EXERCISE DESCRIPTION — Your task is to find every line in the records that holds the string "Errorf" and copy it.

*** DATA UNDER STUDY ***

Issue #54, opened 2018-12-12
send and receive cmd output


raedah:
```
[x@rose dcrcli]$ ./dcrcli send
Destination Address:
invalid address

Destination Address:
invalid address

```
Correct msg would be 'You did not specify an address.' and then just exit. 

Otherwise, "That is not a valid address. Try again."
Do not have unneeded blank lines in the output when re-asking the question.

raedah:
Similiar for amount
```
Amount (DCR):
error parsing amount: strconv.ParseFloat: parsing "": invalid syntax
```
You did not specify an amount.' and then just exit. 
"That is not a valid amount. Try again."

raedah:
On success the output looks like this..
```
Amount (DCR): 2.123
Wallet Passphrase:                                      Result | Hash
                                            |
 The transaction was published successfully | b5f844895a4e5b4e496929be0356e8435a8c30976d6bd59a29539fddd37fc9d7
```
better would be
```
Amount (DCR): 2.123
Wallet Passphrase:
You are about to send 2.123 DCR to TsgQwgjtgG7KB68pJwyUAq54uZ6GW1V73dJ
Are you sure? (y/n): y
sent txid b5f844895a4e5b4e496929be0356e8435a8c30976d6bd59a29539fddd37fc9d7
```

raedah:
```
$ ./dcrcli receive
                             Address | QR Code
                                     |
 TsVhcKRQbTGwpVUX1TQJKMPDyTknKRBfkVW |

[Giant QR code]

```
better would be
```
$ ./dcrcli receive
TsVhcKRQbTGwpVUX1TQJKMPDyTknKRBfkVW
[QR code]

```
Lets make the qr code smaller. Smallest usable would be preferred.

Jujhar:
I am working on this.

itswisdomagain:
@Jujhar, one good way to fix this cli output message across the cli package is to do the following:

1. Currently each command handler has this signature
`handler func(walletrpcclient *walletrpcclient.Client, commandArgs []string) (*response, error)`

2. The *response returned from executing each command is printed to stdOut, if there's an error, the error is instead printed to stdErr

If we change the signature of the command handler to
`handler func(walletrpcclient *walletrpcclient.Client, commandArgs []string) error` so that each command can only return an error if there's one, and then each command prints it's own message after successful execution.

That way, each command handler can print it's success message in a way different from others and mustn't be forced to use the same pattern.

[...]

Issue #53, opened 2018-12-12
simplify output of running ./dcrcli without a command


raedah:
Current output is
```
$ ./dcrcli
Usage:
  dcrcli [OPTIONS] <command> [<args...>]

Available commands:

     balance | show your balance
        send | send a transaction
 send-custom | send a transaction, manually selecting inputs from unspent outputs
     receive | show your address to receive funds

```
This can be simplified to.
```
$ ./dcrcli
available cmds:  balance, send, receive
experimental:  sendcustom

```

Issue #49, opened 2018-12-12
balance command simple and detailed


raedah:
The balance command by default should have simple output, which is, just returning the Total. For the more detailed view, an argument would be passed.

This style would be duplicated across other UI's as well, with the default balance showing only the Total, and a detailed view being available by user selection.

raedah:
If Spendable is different then Total, then display like this.

Total 978.1184554 DCR  (Spendable 64.17666807 DCR)

ademuanthony:
I can't see the optional arg that should be passed if the user wants more information on the cli.
Same goes for the web; the option to select if more detail is required is still missing.

itswisdomagain:
This issue has only been partially resolved. The required changes have not been implemented on web interface

itswisdomagain:
Fix completed in #102

PR #63, opened 2018-12-16
[WIP] ./dcrcli help

### LINKED ISSUE #51: ./dcrcli help
Add a ./dcrcli help   command.  It will be a more verbose version of the simple help that is returned when just running  ./dcrcli  by itself. Also have  ./dcrcli help cmd  return just the extended help for that one command.

ademuanthony:
fixes [51](https://github.com/raedahgroup/dcrcli/issues/51). 
Added a './dcrcli help [command]' command that shows general help message or specific help message when called with the optional [command] param
iss-51-all

### DIFF
--- a/cli/commands.go
+++ b/cli/commands.go
@@ -18,5 +18,6 @@ func supportedCommands() []*command {
 		{"receive", "show your address to receive funds", "dcrcli receive [account]", receive, false},
 		{"history", "show your transaction history", "dcrcli history", transactionHistory, false},
 		{"help", "show the command line help", "dcrcli help [command]", help, false},
+
 	}
 }
--- a/cli/commands.go
+++ b/cli/commands.go
@@ -4,17 +4,19 @@ package cli
 type command struct {
 	name        string
 	description string
+	usage       string
 	handler     handler
 	experimental bool
 }
 
 // supportedCommands provides the commands available from the cli
-func supportedCommands() []command {
-	return []command{
-		{"balance", "show your balance", balance, false},
-		{"send", "send a transaction", normalSend, false},
-		{"send-custom", "send a transaction, manually selecting inputs from unspent outputs", customSend, true},
-		{"receive", "show your address to receive funds", receive, false},
-    	{"history", "show your transaction history", transactionHistory, false},
+func supportedCommands() []*command {
+	return []*command{
+		{"balance", "show your balance", "dcrcli balance", balance, false},
+		{"send", "send a transaction", "dcrcli send", normalSend, false},
+		{"send-custom", "send a transaction, manually selecting inputs from unspent outputs", "dcrcli send-custom", customSend, false},
+		{"receive", "show your address to receive funds", "dcrcli receive [account]", receive, false},
+		{"history", "show your transaction history", "dcrcli history", transactionHistory, false},
+		{"help", "show the command line help", "dcrcli help [command]", help, false},
 	}
 }
--- a/cli/handlers.go
+++ b/cli/handlers.go
@@ -201,22 +201,14 @@ func transactionHistory(walletrpcclient *rpcclient.Client, _ []string) (*respons
 
 func help(_ *rpcclient.Client, commandArgs []string) (res *response, err error) {
 	if len(commandArgs) == 0 {
-		header := "Dcrcli is a command-line utility that interfaces with Dcrwallet rpc's methods.\n\n"
-		usageText := "Usage:\n\n    dcrcli [OPTIONS] <command> [<args...>]\n\nAvailable commands:"
-		res = &response{
-			columns: []string{header + usageText},
-		}
-		commands := supportedCommands()
+		header := "Dcrcli is a command-line utility that interfaces with Dcrwallet rpc's methods.\n"
+		fmt.Println(header)
+		PrintHelp("")
 
-		for _, command := range commands {
-			item := []interface{}{
-				command.name,
-				command.description,
-			}
-			res.result = append(res.result, item)
-		}
-		additionalHelp := "\n\nUse \"dcrcli help <command>\" for more information about a command."
-		res.result = append(res.result, []interface{}{additionalHelp})
+		additionalHelp := "\nUse \"dcrcli help <command>\" for more information about a command."
+		fmt.Println(additionalHelp)
+
+		return &response{}, nil
 	} else {
 		cmdText := commandArgs[0]
 		commands := supportedCommands()
--- a/cli/handlers.go
+++ b/cli/handlers.go
@@ -232,7 +232,7 @@ func help(_ *rpcclient.Client, commandArgs []string) (res *response, err error) 
 			return nil, fmt.Errorf("Invalid command, %s", cmdText)
 		}
 
-		text := fmt.Sprintf("%s - %s\n\nUsage:\n\n    ./dcrcli %s", command.name, command.description, command.name)
+		text := fmt.Sprintf("%s - %s\n\nUsage:\n\n    %s", command.name, command.description, command.usage)
 		res = &response{
 			columns:[]string{text},
 		}
--- a/cli/handlers.go
+++ b/cli/handlers.go
@@ -8,8 +8,8 @@ import (
 	qrcode "github.com/skip2/go-qrcode"
 )
 
-func balance(walletrpcclient *rpcclient.Client, commandArgs []string) (*response, error) {
-	balances, err := walletrpcclient.Balance()
+func balance(c *cli, commandArgs []string) (*response, error) {
+	balances, err := c.walletrpcclient.Balance()
 	if err != nil {
 		return nil, err
 	}
@@ -39,16 +39,17 @@ func balance(walletrpcclient *rpcclient.Client, commandArgs []string) (*response
 	return res, nil
 }
 
-func normalSend(walletrpcclient *rpcclient.Client, _ []string) (*response, error) {
-	return send(walletrpcclient, false)
+func normalSend(c *cli, _ []string) (*response, error) {
+	return send(c, false)
 }
 
-func customSend(walletrpcclient *rpcclient.Client, _ []string) (*response, error) {
-	return send(walletrpcclient, true)
+func customSend(c *cli, _ []string) (*response, error) {
+	return send(c, true)
 }
 
-func send(walletrpcclient *rpcclient.Client, custom bool) (*response, error) {
+func send(c *cli, custom bool) (*response, error) {
 	var err error
+	walletrpcclient := c.walletrpcclient
 
 	sourceAccount, err := getSendSourceAccount(walletrpcclient)
 	if err != nil {
@@ -122,7 +123,8 @@ func send(walletrpcclient *rpcclient.Client, custom bool) (*response, error) {
 	return res, nil
 }
 
-func receive(walletrpcclient *rpcclient.Client, commandArgs []string) (*response, error) {
+func receive(c *cli, commandArgs []string) (*response, error) {
+	walletrpcclient := c.walletrpcclient
 	var recieveAddress uint32
 
 	// if no address passed in
@@ -169,8 +171,8 @@ func receive(walletrpcclient *rpcclient.Client, commandArgs []string) (*response
 	return res, nil
 }
 
-func transactionHistory(walletrpcclient *rpcclient.Client, _ []string) (*response, error) {
-	transactions, err := walletrpcclient.GetTransactions()
+func transactionHistory(c *cli, _ []string) (*response, error) {
+	transactions, err := c.walletrpcclient.GetTransactions()
 	if err != nil {
 		return nil, err
 	}
@@ -199,9 +201,9 @@ func transactionHistory(walletrpcclient *rpcclient.Client, _ []string) (*respons
 	return res, nil
 }
 
-func help(_ *rpcclient.Client, commandArgs []string) (res *response, err error) {
+func help(_ *cli, commandArgs []string) (res *response, err error) {
 	if len(commandArgs) == 0 {
-		header := "Dcrcli is a command-line utility that interfaces with Dcrwallet rpc's methods.\n"
+		header := "Dcrcli is a command-line utility that interfaces with the Decred wallet.\n"
 		fmt.Println(header)
 		PrintHelp("")
 
--- a/cli/handlers.go
+++ b/cli/handlers.go
@@ -201,9 +201,9 @@ func transactionHistory(c *cli, _ []string) (*response, error) {
 	return res, nil
 }
 
-func help(_ *cli, commandArgs []string) (res *response, err error) {
+func help(c *cli, commandArgs []string) (res *response, err error) {
 	if len(commandArgs) == 0 {
-		header := "Dcrcli is a command-line utility that interfaces with the Decred wallet.\n"
+		header := fmt.Sprintf("%s is a command-line utility that interfaces with the Decred wallet.\n", c.appName)
 		fmt.Println(header)
 		PrintHelp("")
 
--- a/cli/handlers.go
+++ b/cli/handlers.go
@@ -198,3 +198,44 @@ func transactionHistory(walletrpcclient *rpcclient.Client, _ []string) (*respons
 
 	return res, nil
 }
+
+func help(_ *rpcclient.Client, commandArgs []string) (res *response, err error) {
+	if len(commandArgs) == 0 {
+		header := "Dcrcli is a command-line utility that interfaces with Dcrwallet rpc's methods.\n\n"
+		usageText := "Usage:\n\n    ./dcrcli [OPTIONS] <command> [<args...>]\n\nAvailable commands:"
+		res = &response{
+			columns:[]string{header + usageText},
+		}
+		commands := supportedCommands()
+
+		for _, command := range commands {
+			item := []interface{}{
+				command.name,
+				command.description,
+			}
+			res.result = append(res.result, item)
+		}
+		additionalHelp := "\n\nUse \"./dcrcli help <command>\" for more information about a command."
+		res.result = append(res.result, []interface{}{additionalHelp})
+	}else {
+		cmdText := commandArgs[0]
+		commands := supportedCommands()
+		var command command
+		var found bool
+		for _, cmd := range commands {
+			if cmd.name == cmdText {
+				command = cmd
+				found = true
+			}
+		}
+		if !found {
+			return nil, fmt.Errorf("Invalid command, %s", cmdText)
+		}
+
+		text := fmt.Sprintf("%s - %s\n\nUsage:\n\n    ./dcrcli %s", command.name, command.description, command.name)
+		res = &response{
+			columns:[]string{text},
+		}
+	}
+	return
+}
--- a/cli/handlers.go
+++ b/cli/handlers.go
@@ -204,7 +204,7 @@ func help(_ *rpcclient.Client, commandArgs []string) (res *response, err error) 
 		header := "Dcrcli is a command-line utility that interfaces with Dcrwallet rpc's methods.\n\n"
 		usageText := "Usage:\n\n    dcrcli [OPTIONS] <command> [<args...>]\n\nAvailable commands:"
 		res = &response{
-			columns:[]string{header + usageText},
+			columns: []string{header + usageText},
 		}
 		commands := supportedCommands()
 
@@ -217,7 +217,7 @@ func help(_ *rpcclient.Client, commandArgs []string) (res *response, err error) 
 		}
 		additionalHelp := "\n\nUse \"dcrcli help <command>\" for more information about a command."
 		res.result = append(res.result, []interface{}{additionalHelp})
-	}else {
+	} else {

*** End of DATA UNDER STUDY ***

RESPONSE AREA —
 			return nil, fmt.Errorf("Invalid command, %s", cmdText)
+			return nil, fmt.Errorf("Invalid command, %s", cmdText)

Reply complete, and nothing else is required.